A Creation Scholar need only find a promising quote; say, Jeffrey Dahmer asserting that as people are animals who eat animals, it is acceptable that people eat people. From here, it is an easy step to knit-up a skein of associative guilt into a logical syllogistic chain, such as:    

 

MAJOR PREMISE:  Jeffery Dahmer, a psychopathic cannibal, ate people and animals.

MINOR PREMISE: Charles Darwin held that people are animals.

CONCLUSION: Darwin, and all who uphold his Satanic theory, are murderous psychopathic cannibals!

 

And are those the sort of folks you want teaching your kids biology in High School?  I don't think so.

 

5. The ''Expert, Schmexpert!'' Principle

 

This principle counters the unfair advantage in debate sought by over-educated moral relativists, and states:

 

I don't care that your expert is a Nobel Prize winning Biochemist who earned his Ph.D at MIT, whereas my expert got his Doctorate of Divinity through the mail from the South Kansas Normal Institute of His Second Coming in Glory

 

In other words, my expert is a man of God, and yours is an atheist.
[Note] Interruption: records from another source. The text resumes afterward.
PR #220, opened 2026-08-12
fix(wsl): give examine, serve and the probe one answer about WSL2

volen-silo:
- [x] If this PR fixes a bug, searched `tests/e2e-cucumber/expectations.toml` for the fixed ticket ID and removed/narrowed any now-stale xfail rows. No row references this behaviour — there is no WSL lane in CI (see below).

> Branches off `main`, independent of the #216 → #217 → #218 stack and of #219.

## Summary

Three places decided whether a host was WSL2, on different evidence:

| | evidence |
|---|---|
| install summary (`detect_wsl_summary`) | `/dev/dxg` **or** `microsoft` in `/proc/version` |
| JSON probe (`probe_os`) | `microsoft` **or** `wsl` in `/proc/version`, **or** `$WSL_DISTRO_NAME` |
| `serve` (`probe_usable_amd_gpu_indices`) | counts KFD nodes and amdgpu DRM cards — neither exists on WSL2 |

So a host with `/dev/dxg` and a kernel string naming neither was WSL to one and not the other, and `rocm examine` could contradict `rocm examine --json` about the platform it was describing. The e2e harness derives `is_wsl` for its **entire expectation matrix** by scraping one of them.

There is now one predicate, the union of every signal any of them used. A false positive costs a route-out note; a false negative runs bare-metal driver checks against a platform with no amdgpu module and reports nonsense.

### `serve` refusing on a machine `examine` called ready

`linux_kfd_gpu_node_count` returns `Some(0)` — an *authoritative* zero, not "unknown" — when the topology directory is unreadable **and** `/dev/kfd` is absent. That is exactly the WSL2 shape, so a GPU-required launch was refused on a machine whose own `examine` reported `wsl_rocdxg_ready`.

Verified from the code rather than taken from the report: on this WSL2 box `/dev/kfd`, `/sys/class/kfd` and `/dev/dxg` are all absent while `/sys/class/drm` exists, which lands on that branch.

`serve` now asks the plumbing WSL2 actually uses, through the same readiness rule the report prints — extracted to `WslSummary::rocdxg_ready` so there is one source. Ready means a device, not-ready means none, and both match what `examine` says. `HIP_VISIBLE_DEVICES` still applies on top.

### The probe gave up before the frameworks

Deferred here from #218. The driver probes are rightly skipped on WSL2 — modprobe, the render group and `/dev/kfd` say nothing about a platform that does not use them. But **PyTorch on WSL2 is a supported, documented configuration**, and stopping before the framework probe meant `--json` could never say which ROCm build a user's torch was compiled against.

That one probe now runs before routing out. Measured on this box, diffing the document before and after — the only field that changes:

```
framework_notes: []
  -> ["torch import failed: ModuleNotFoundError: No module named 'torch'",
      "No llama.cpp binary (llama-cli/llama-server/main) on PATH."]
```

An actual answer instead of silence.

**Cost, stated plainly:** `rocm diagnose` on WSL2 now pays a Python interpreter start it previously skipped, and then declares itself out of scope as before. On any other platform it already paid that cost. Worth it for `examine`, arguably not for `diagnose`; if a reviewer disagrees, the cleaner fix is for `diagnose` to request `FrameworkProbe::Skip`, which #218 makes expressible.

## Test plan

The predicate is split from the machine reads so the union can be tested. Seven new tests:

- every signal is believed individually, and an ordinary kernel string is not WSL;
- **the two shapes that split the old implementations** both resolve to WSL now — the regression this PR exists to prevent;
- casing does not matter;
- `rocdxg_ready` requires the whole chain, asserted by breaking each link in turn — any one missing and a GPU launch cannot work, so `serve` must not be told it can;
- the EAI-7944 shape end to end: ready offers device 0, not-ready offers none, and an explicit empty `HIP_VISIBLE_DEVICES` still hides it.

`cargo test -p rocm-core`: 264 pass. Failures are the known WSL2-local `proc_lifecycle::tests::tree_*` pair and the pre-existing `providers::tests::local_provider_*` / `therock` flakes, all of which reproduce on `main`. `cargo fmt --all --check`, workspace `clippy --all-targets -D warnings` and the prek hygiene hooks are clean.

**Verification gap.** There is no WSL runner in CI, so none of this is exercised by any lane — the coverage is the unit tests plus manual verification on this WSL2 box. The `serve` half in particular cannot be proven end to end here, because this box has no `/dev/dxg`: it is a WSL2 install *without* GPU plumbing, so `serve` correctly refuses both before and after. Someone with a working ROCm-on-WSL2 setup should confirm the reported symptom is gone.

`cargo xtask e2e` reports the two `diagnose` scenarios failing — the known WSL2-local noise that #216 fixes with `@requires-bare-metal` and this branch does not carry, not a regression from this change.

### DIFF
--- a/crates/rocm-core/src/examine.rs
+++ b/crates/rocm-core/src/examine.rs
@@ -252,10 +252,18 @@ impl Examination {
         let mut e = Self::default();
         probe_os(&mut e);
         if e.is_wsl {
-            // WSL2 is out of scope: it uses /dev/dxg + the Windows host driver,
-            // not the in-tree amdgpu module or /dev/kfd. Running the Linux probe
-            // set would only mislead, so add the route-out note and stop here
-            // (mirrors examine.py). The "wsl" status carries the verdict.
+            // WSL2 is out of scope for the *driver* probes: it uses /dev/dxg and
+            // the Windows host driver, not the in-tree amdgpu module or
+            // /dev/kfd, so asking about modprobe, the render group or /dev/kfd
+            // would only mislead. The "wsl" status carries that verdict.
+            //
+            // The frameworks are a different matter. PyTorch on WSL2 is a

Next!

 

6. The ''Lectio longa, Google brevis'' Principle

 

This principle highlights the fact that reading scholarly materials is a time wasting pursuit compared to a quick search-engine gleaning of the internet for appropriately-mined quotes.

If you are unfamiliar with the "cut and paste" functions of your internet browser, then you don't really have what it takes to make a top-rank Creationist Scholar.